# Drywall orientation over lathing



## cwm9 (Jun 25, 2019)

Hi.  I'm replacing canec in a 1950s house with light weight drywall.  According to the irc, the thickness is fine so long as the drywall is placed perpendicular to the ceiling joists.  My ceiling joists have 1x2 old growth redwood lathing running perpendicular to the ceiling joists, to which the original canec was attached.  Should I run the new drywall perpendicular to the ceiling joists and parallel to the latheing strips, or perpendicular to the latheing strips and parallel to the ceiling joists?


Thanks.


----------



## cda (Jun 25, 2019)

Welcome

How is the pineapple?


----------



## e hilton (Jun 25, 2019)

Never heard of canec ... looked it up ... byproduct of sugar cane processing formed into panels.  Frequently contained asbestos.  Looks like it was common in hawaii.


----------



## cwm9 (Jun 25, 2019)

cda said:


> Welcome
> 
> How is the pineapple?


We just picked a fresh one from our backyard 3 days ago.  It was awesome!  =D

Little known hint: pineapples don't ripen at all after they are picked.  The top will suck the sugars and fluid out to grow, but once picked it's as sweet as it will get.  So.... *don't* try to wait until they are yellow at the store or on your counter.  As soon as a shipment arrives in your, pick the most yellow one (it will probably be mostly green because that's when they pick them), and twist the head off as soon as you can.  Don't wait to eat it, just open it up, even if it's green.  If it's not sweet, it never would have been.  Green pineapples can often be quite sweet!


----------



## cda (Jun 25, 2019)

I know pineapple talk does not nail the sheetrock, give it a day or two for great answers.

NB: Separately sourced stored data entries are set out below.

PR #1387, opened 2023-06-08
feat(db): implement `MandateInterface` for `MockDb`

### LINKED ISSUE #1256: Implement `MandateInterface` for `MockDb`
Spin out from https://github.com/juspay/hyperswitch/issues/172. Please refer to that issue for more information.

nachiketkanore:
## Type of Change

- [ ] Bugfix
- [x] New feature
- [x] Enhancement
- [x] Refactoring
- [ ] Dependency updates
- [ ] Documentation
- [ ] CI/CD

## Description

- fixes #1256 

### Additional Changes

## Checklist


SanchithHegde (commented):

crates/router/src/db/mandate.rs
```diff
@@ -108,46 +112,150 @@ impl MandateInterface for Store {
...
+            mandate_type: mandate_new.mandate_type,
+            customer_accepted_at: mandate_new.customer_accepted_at,
+            customer_ip_address: mandate_new.customer_ip_address,
+            customer_user_agent: mandate_new.customer_user_agent,
+            network_transaction_id: mandate_new.network_transaction_id,
+            previous_attempt_id: mandate_new.previous_attempt_id,
+            created_at: mandate_new.created_at.unwrap_or_else(|| {
+                let now = OffsetDateTime::now_utc();
+                PrimitiveDateTime::new(now.date(), now.time())
+            }),
```
SanchithHegde, line 247: You can use the `common_utils::date_time::now()` funtion instead.

```suggestion
            created_at: mandate_new.created_at.unwrap_or_else(common_utils::date_time::now),
```

You might have to run the formatter though.

crates/router/src/db/mandate.rs
```diff
@@ -108,46 +111,149 @@ impl MandateInterface for Store {
...
+            .lock()
+            .await
+            .iter()
+            .find(|mandate| mandate.merchant_id == merchant_id && mandate.mandate_id == mandate_id)
+        {
+            Some(mandate) => Ok(mandate.clone()),
+            None => {
+                Err(errors::StorageError::ValueNotFound("mandate not found".to_string()).into())
+            }
+        }
```
NishantJoshi00, line 128: instead of match, can we go with a more functional approach, not a hard requirement, but as a improvement, we can consider using `.ok_or_else` after `.find`

crates/router/src/db/mandate.rs
```diff
@@ -108,46 +111,149 @@ impl MandateInterface for Store {
...
+                let storage_mandate_status: storage_models::enums::MandateStatus =
+                    mandate_status.foreign_into();
+                checker &= mandate.mandate_status == storage_mandate_status;
+            }
+            checker
+        });
+
+        let mandates: Vec<storage::Mandate> = if let Some(limit) = mandate_constraints.limit {
+            #[allow(clippy::as_conversions)]
+            mandates_iter.take(limit as usize).cloned().collect()
```
NishantJoshi00, line 217: can we have a bit of runtime safety here, consider this
limit is 
`Option<i64>` -> `i64`
to convert `i64` to `usize` we need to handle negative numbers
```
x if x < 0 => 0,
x => x as usize,
```

NishantJoshi00 (changes requested):
Looks good,

crates/router/src/db/mandate.rs
SanchithHegde: Should we consider using `usize::MAX` if `limit` is negative?

NishantJoshi00: if the limit is not passed, then we are displaying the same behaviour as `usize::MAX`, so I think in case of 0 we should return no entires

SanchithHegde (approved):

NishantJoshi00 (approved):

SanchithHegde:

PR #1378, opened 2023-06-07
save payment_method_type when doing a transaction

pixincreate:
## Type of Change

- [x] Bugfix

## Description

When saving the payment method record to the payment_method table after a payment, only the PaymentMethod is saved but not the PaymentMethodType even if it is present in the request.
This PR fixes that.

## Motivation and Context

I fixed a bug! 

## How did you test it?

Manually
Screenshot 2023-06-07 at 15 41 13
Screenshot 2023-06-07 at 15 41 32
Screenshot 2023-06-07 at 15 41 53
Screenshot 2023-06-07 at 15 43 15

## Checklist

- [x] I formatted the code `cargo +nightly fmt --all`
- [x] I addressed lints thrown by `cargo clippy`
- [x] I reviewed submitted code

PR #1415, opened 2023-06-12
fix(core): `payment_method_type` not set in the payment attempt when making a recurring mandate payment

pixincreate:
## Type of Change

- [x] Bugfix

## Description

When doing a recurring mandate payment, the `payment_method` is set in the newly created payment attempt but the `payment_method_type` is not set. This PR aims to fix that.

**[#1378](https://github.com/juspay/hyperswitch/pull/1378) HAS TO BE MERGED BEFORE THIS PR IS MERGED AS THE CURRENT PR IS DEPENDENT ON THAT!**
**WHEN CREATING A MANDATE, MAKE SURE YOU THAT YOU GIVE `payment_method_type` IN THE REQUEST.**

## Motivation and Context

I fixed another bug! 

## How did you test it?

Manually.

### IMAGES
image
image
image

## Checklist


crates/router/src/core/payments/operations/payment_complete_authorize.rs
```diff
@@ -110,10 +110,8 @@ impl<F: Send + Clone> GetTracker<F, PaymentData<F>, api::PaymentsRequest> for Co
 
         payment_attempt.payment_method = payment_method.or(payment_attempt.payment_method);
         payment_attempt.browser_info = browser_info;
-        payment_attempt.payment_method_type = request
```
jagan-jaya, line 113: why are we ignoring the payment_method_type from request?

jagan-jaya (dismissed):

crates/router/src/core/payments/operations/payment_confirm.rs
```diff
@@ -129,10 +129,8 @@ impl<F: Send + Clone> GetTracker<F, PaymentData<F>, api::PaymentsRequest> for Pa
 
         payment_attempt.payment_method = payment_method.or(payment_attempt.payment_method);
         payment_attempt.browser_info = browser_info;
-        payment_attempt.payment_method_type = request
```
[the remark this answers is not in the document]
pixincreate: When we try to get the `payment_method_type` from the request, it always return a `None` for recurring mandate as we'll not be using the `payment_method_type` that we get from the `get_token_pm_type_mandate_details()`.

crates/router/src/core/payments/operations/payment_complete_authorize.rs
pixincreate: When we try to get the `payment_method_type` from the request, it always return a `None` for recurring mandate as we'll not be using the `payment_method_type` that we get from the `get_token_pm_type_mandate_details()`.

vspecky (approved):

Narayanbhat166 (approved):

vspecky (approved):

vspecky (changes requested):
Actually, @jagan-jaya was correct in his previous two comments. We should also be taking the payment method type from the request. The precedence for taking the payment method type would be `mandate pmt OR request pmt OR original pmt from attempt`

vspecky (approved):
Ignore previous comment. Said comment is taken care of in the `helpers.rs` function

Narayanbhat166 (approved):

vspecky (approved):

I am not a pineapple person, but I would eat Oahu pineapples all day!!!!


----------



## Mark K (Jun 26, 2019)

I believe the requirement is related to the ability of the sheet rock to span the distance between supports.  Thus I would  orientate it perpendicular with respect to the joist and use longer nails or screws  into the rafters. 

Given that sheetrock's bending strength is the same in any direction it would seem that the major advantage of installing it perpendicular to the rafters is that this facilitates the connection when two pieces but into each other over a rafter.


----------



## ADAguy (Jun 26, 2019)

Make sure that all of your joints are taped as they will crack where they align with the lath.


----------



## mark handler (Jun 26, 2019)

*https://blog.certainteed.com/2017/07/horizontal-or-vertical-the-proper-direction-to-hang-drywall/
Commercial: *Hang the drywall vertically. On commercial jobs, fire codes often require seams to fall on the entire length of the framing, so the drywall must be hung vertically.
*
Residential: *How high are the walls? For walls nine feet high or shorter, hanging the drywall horizontally has a number of benefits.

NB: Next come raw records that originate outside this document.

PR #1447, opened 2023-06-15
refactor(core): accept customer data in customer object

### LINKED ISSUE #1446: [REFACTOR] accept customer details in customer object
Currently, for a payment, the `CustomerDetails` such as email, phone, name are accepted in the `PaymentsRequest` struct 
https://github.com/juspay/hyperswitch/blob/795500797d1061630b5ca493187a4e19d98d26c0/crates/api_models/src/payments.rs#L59

It is not clear that these fields are related to the customer. One may think that the fields are for a payment and one time use only. But these are stored in the `Customers` table.

A better api design would be to accept the customer details in a `customers` field in `PaymentsRequest`.

It would look something like this
```json
{
  "customer" : {
    "id": "cus_1235",
    "email" : "example@example.com"
  }
}
```

Narayanbhat166:
## Type of Change

- [x] Bugfix

## Description

This PR will support sending the customer details in the `customers` object in `PaymentsRequest` in all three endpoints 
- payments-create
- payments-update
- payments-confirm

The changes are added in a backwards compatible manner, the older fields will be deprecated soon.

### Additional Changes

Fixes #1446  

## How did you test it?

- Create a payment with customer details outside.
Screenshot 2023-06-15 at 3 28 27 PM

- Create a payment with customer details in customers field.
Screenshot 2023-06-15 at 3 27 19 PM

- Create ambiguity by passing the same field in both the places
Screenshot 2023-06-16 at 4 13 48 PM

## Checklist


crates/router/src/core/payments/helpers.rs
```diff
@@ -810,6 +810,30 @@ pub async fn get_customer_from_details<F: Clone>(
     }
 }
 
+/// Get the customer details from customer field if present
+/// or from the individual fields in `PaymentsRequest`
+pub fn get_customer_details_from_request(
```
Abhicodes-crypto, line 815: There was a similar case for order_details, backward compatibility was added. But there an error was thrown if data was present in both the fields. Should it be the same case here ?

Abhicodes-crypto (approved):
Minor comment. Other than LGTM

crates/router/src/core/payments/helpers.rs
Narayanbhat166: This error has been handled in the validate request.

jarnura (approved):

Abhicodes-crypto (approved):

PR #1449, opened 2023-06-15
ci(postman-collection-runner): use matrix to run tests

pixincreate:
## Type of Change

- [x] CI/CD

## Description

Uses `newman` to run postman collection tests on GitHub Actions for validating the integrity and working of the connectors. This helps better maintain code integrity and keep every developer in check.  

### Usage
- Add a new connector for testing in [this](https://github.com/juspay/hyperswitch/blob/main/.github/workflows/postman-collection-runner.yml) workflow
- It is recommended that you develop the postman collection by following the conventions that is already developed by @Gnanasundari24 for `Stripe` and `Adyen` instead of writing unit tests in `crates/router/tests` as the postman collection that you develop will be used for validation of the integrity
- For every postman collection developed, follow the below mentioned convention in the `postman` directory:
```
<connector_name>.postman_collection.json
```

## Motivation and Context

Current PR reduces the human interaction and helps speed up development as well as reduce the availability of bad code on the repo by improving the code quality.

## How did you test it?

It is running and will run in the actions every time a PR is pushed. As of now, it failing due to lack of collection in the repo.  
`hyperswitch.post_colleciton.json` has been failing and the reason is unknown. Have to debug.

## Checklist


scripts/postman_test_automation.sh
```diff
@@ -0,0 +1,51 @@
...
+API_KEY=""
+API_SECRET=""
+KEY1=""
+
+# Unused as of now, will be useful once we start using this properly
+CERTIFICATE=$4
+CERTIFICATE_KEY=$5
+
+path_generation() {
+    local NAME=$1
```
SanchithHegde, line 15: 1. Local variables can be `snake_case`. I personally feel it makes it easier to identify variables which have a global scope against local ones.
2. Always quote the usages of variables/arguments.

```suggestion
    local name="$1"
```

Optionally, you can also prefer to wrap them within `{}` like so:

```suggestion
    local name="${1}"
```

So that a variable substitution like `"$12"` do not unintentionally search for the 12th argument when you instead wanted to suffix a `2` to the value of the 1st argument: `"${1}2"`. You can read more about this.

scripts/postman_test_automation.sh
```diff
@@ -0,0 +1,51 @@
...
+get_api_keys "$CONNECTOR_NAME" > /dev/null
+COLLECTION_PATH=$(path_generation $CONNECTOR_NAME)
+
+if [[ "$KEY_TYPE" == "HeaderKey" ]]; then
+    newman run $COLLECTION_PATH --env-var admin_api_key=$ADMIN_API_KEY --env-var baseUrl=$BASE_URL --env-var connector_api_key=$API_KEY
+elif [[ "$KEY_TYPE" == "BodyKey" ]]; then
+    newman run $COLLECTION_PATH --env-var admin_api_key=$ADMIN_API_KEY --env-var baseUrl=$BASE_URL --env-var connector_api_key=$API_KEY --env-var connector_key1=$KEY1
+elif [[ "$KEY_TYPE" == "SignatureKey" ]]; then
+    newman run $COLLECTION_PATH --env-var admin_api_key=$ADMIN_API_KEY --env-var baseUrl=$BASE_URL --env-var connector_api_key=$API_KEY --env-var connector_api_secret=$API_SECRET --env-var connector_key1=$KEY1
+fi
```
SanchithHegde, line 51: Maybe use the `case` statement instead?

scripts/postman_test_automation.sh
SanchithHegde, line 1: 1. Quote all usages of variables which are strings (which I assume most of them are). Please make this change across the script.
2. Optionally, run it through `shellcheck`. It'll point out some common improvements to the script.
3. Preferably, add comments as to what a certain piece of the script does. Looking at the script alone does not provide enough information as to what file types are being parsed and what the input looks like, etc.

.github/workflows/postman-collection-runner.yml
```diff
@@ -1,6 +1,8 @@
 name: Postman Collection API test
 
 on:
+  pull_request:
```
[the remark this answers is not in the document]
pixincreate: I don't remember adding this. However, I would recommend keeping this with some extra modifications done to it. Like, it should only work for newly integrated connectors when the developer of that connector raises a PR for that. Thoughts?

I'll remove this if you think this will be useless.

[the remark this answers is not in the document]
SanchithHegde: I don't think it's easy to filter and run a workflow on newly added files in a pull request. Moreover, we'll end up spamming the connectors each time a pull request is updated with new commits, which wouldn't be preferable. Let's only keep the schedule trigger for now. If absolutely required, consider adding a merge queue trigger.

SanchithHegde (dismissed):

SanchithHegde (approved):

jarnura (approved):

Fewer seams – Horizontal hanging reduces the lineal footage of seams by about 25%. Keeping the footage of seams to a minimum will result in less taping and a better looking finished job.
Hides uneven studs – Hanging horizontally also allows the drywall to flow over the framing so that bowed studs create less of a problem. If the drywall were hung vertically and a seam placed on a bowed out stud, the seam would be magnified because of the bump in the wall.
Easier to finish – A horizontal seam 48 inches or 54 inches off the floor is easier to finish uniformly, especially when compared to a vertical seam, which requires reaching up high and bending down low to finish. Also, don’t forget that drywall is available in long lengths so most walls can be covered in one length. CertainTeed Gypsum has drywall in lengths up to 16 feet and 54 inches wide to accommodate walls that are nine feet high.
*
Ceilings: Perpendicular or Parallel?*

Most often hang the drywall on ceilings perpendicular to the joists. Yes, we are always trying to avoid butted seams, but an occasional butt seam is better than a ridged seam running the length of the ceiling, or sagged drywall between joists. Hanging drywall perpendicular to the overhead framing members is a good idea for several reasons:
Less visible seams – A perpendicular orientation allows each sheet of drywall to float over the framing members, making uneven joists or trusses blend in. If the on center spacing of the framing is off when the drywall is hung perpendicular, then the panel is simply cut back to the prior framing member, which would not be possible when hanging drywall parallel.
Structural strength – Drywall is typically stronger when hung in the long direction than it is in the short direction, which means less chance of sagging when attached perpendicular.
*
Exceptions to the Rule:*

hang drywall parallel if that is the shorter dimension of the ceiling, and in doing so would result in no butted seams on that ceiling. This can be done as long as the following conditions are met:
The type of drywall being used is approved for that on center spacing when hung parallel.
The ceiling joists are accurately spaced.
Heavy insulation will not be installed later, since that could cause the drywall to sag, or even fail.
Regular half inch drywall ceilings can be hung perpendicular if joists are spaced 24 inches or less apart (*always refer to local codes). If hung parallel, the maximum spacing is 16 inches on center.  These framing spacings are only acceptable for half inch regular board when no water-based textures are being applied to the ceiling.  If water-based textures are being applied to the ceiling, then half inch interior ceiling board or half inch lightweight drywall, such as CertainTeed® Easi-Lite™, is required. The lightweight drywall panels meet the same performance standards as interior ceiling boards as they are more resistant to sagging.
*
Don’t Forget to Account for Insulation*

An often overlooked factor is the insulation in the ceiling. Always consider the weight of the insulation: half inch regular drywall can support 1.6 lbs. per sq. ft.; half inch lightweight wallboard and half inch interior ceiling board can support up to 2.2 lbs. per sq. ft. For reference, blown-in fiberglass insulation is approximately 0.8 lbs. per sq. ft. for an R-49 insulation value, while loose fill cellulose is a little over 2 lbs. per sq. ft. for an R-49 value.
Build walls that matter with CertainTeed Gypsum Wall-to-Wall solutions, including AirRenew® drywall for healthy homes and SilentFX® QuickCut noise reducing drywall. 
For complete product information, visit CertainTeed.com/WallsMatter.


----------



## ADAguy (Jun 26, 2019)

That about covers it MH. 
Except, butt seams on perpendicular ceiling panel to panel boards? 
Did he ever indicate the joist spacing? Still need tape on those joints, no?


----------